• Exercise prompt: Every line below that holds the string "kicked" must be copied.
:: Records shown
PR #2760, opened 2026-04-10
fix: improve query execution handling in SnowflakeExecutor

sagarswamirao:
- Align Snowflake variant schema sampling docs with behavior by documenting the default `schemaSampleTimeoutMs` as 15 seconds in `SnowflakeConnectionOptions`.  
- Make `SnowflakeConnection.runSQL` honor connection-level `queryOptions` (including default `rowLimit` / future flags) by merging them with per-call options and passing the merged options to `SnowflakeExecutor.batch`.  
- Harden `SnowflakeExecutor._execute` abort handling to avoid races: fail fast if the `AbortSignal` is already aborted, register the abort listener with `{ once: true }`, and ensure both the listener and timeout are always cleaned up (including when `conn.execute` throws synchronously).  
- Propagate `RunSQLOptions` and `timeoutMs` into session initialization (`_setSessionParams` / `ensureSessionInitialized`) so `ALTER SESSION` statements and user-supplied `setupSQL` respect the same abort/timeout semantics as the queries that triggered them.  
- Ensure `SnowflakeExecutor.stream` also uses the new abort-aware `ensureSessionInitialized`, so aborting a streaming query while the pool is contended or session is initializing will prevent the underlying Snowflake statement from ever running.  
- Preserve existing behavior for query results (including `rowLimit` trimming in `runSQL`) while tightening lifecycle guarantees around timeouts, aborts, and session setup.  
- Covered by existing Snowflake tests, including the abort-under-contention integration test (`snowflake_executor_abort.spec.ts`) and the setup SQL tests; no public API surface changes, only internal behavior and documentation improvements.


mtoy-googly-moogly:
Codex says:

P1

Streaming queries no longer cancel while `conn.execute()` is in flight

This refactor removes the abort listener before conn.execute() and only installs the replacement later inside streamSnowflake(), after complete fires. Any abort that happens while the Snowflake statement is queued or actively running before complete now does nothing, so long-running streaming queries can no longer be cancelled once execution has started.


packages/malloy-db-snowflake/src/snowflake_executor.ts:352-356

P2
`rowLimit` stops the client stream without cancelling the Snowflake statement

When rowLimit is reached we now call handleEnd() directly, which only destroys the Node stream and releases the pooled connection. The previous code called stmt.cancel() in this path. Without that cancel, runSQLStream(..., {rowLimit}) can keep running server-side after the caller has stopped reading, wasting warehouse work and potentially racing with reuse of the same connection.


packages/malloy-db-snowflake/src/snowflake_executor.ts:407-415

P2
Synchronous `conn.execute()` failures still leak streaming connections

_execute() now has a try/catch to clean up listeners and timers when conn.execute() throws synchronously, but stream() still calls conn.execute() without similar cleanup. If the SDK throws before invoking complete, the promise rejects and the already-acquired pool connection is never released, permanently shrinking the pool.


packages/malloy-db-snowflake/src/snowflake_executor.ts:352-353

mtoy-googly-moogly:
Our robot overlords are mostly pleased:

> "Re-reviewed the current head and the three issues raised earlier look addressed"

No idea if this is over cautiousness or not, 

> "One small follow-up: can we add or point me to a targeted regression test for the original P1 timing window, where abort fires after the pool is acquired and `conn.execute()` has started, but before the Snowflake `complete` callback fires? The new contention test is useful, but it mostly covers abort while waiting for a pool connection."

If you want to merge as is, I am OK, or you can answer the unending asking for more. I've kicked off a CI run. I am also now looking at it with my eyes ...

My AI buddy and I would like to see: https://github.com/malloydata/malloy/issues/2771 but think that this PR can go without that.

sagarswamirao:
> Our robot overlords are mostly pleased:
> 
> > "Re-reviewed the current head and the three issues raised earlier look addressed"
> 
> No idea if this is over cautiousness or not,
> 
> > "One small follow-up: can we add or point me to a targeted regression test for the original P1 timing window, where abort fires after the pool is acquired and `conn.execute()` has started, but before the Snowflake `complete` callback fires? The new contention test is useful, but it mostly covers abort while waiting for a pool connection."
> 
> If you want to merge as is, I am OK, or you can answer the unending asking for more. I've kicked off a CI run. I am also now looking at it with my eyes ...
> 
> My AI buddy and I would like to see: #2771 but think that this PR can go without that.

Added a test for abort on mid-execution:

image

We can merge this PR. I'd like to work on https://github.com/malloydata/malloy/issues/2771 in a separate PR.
::::
• Answer to this problem:
If you want to merge as is, I am OK, or you can answer the unending asking for more. I've kicked off a CI run. I am also now looking at it with my eyes ...
> If you want to merge as is, I am OK, or you can answer the unending asking for more. I've kicked off a CI run. I am also now looking at it with my eyes ...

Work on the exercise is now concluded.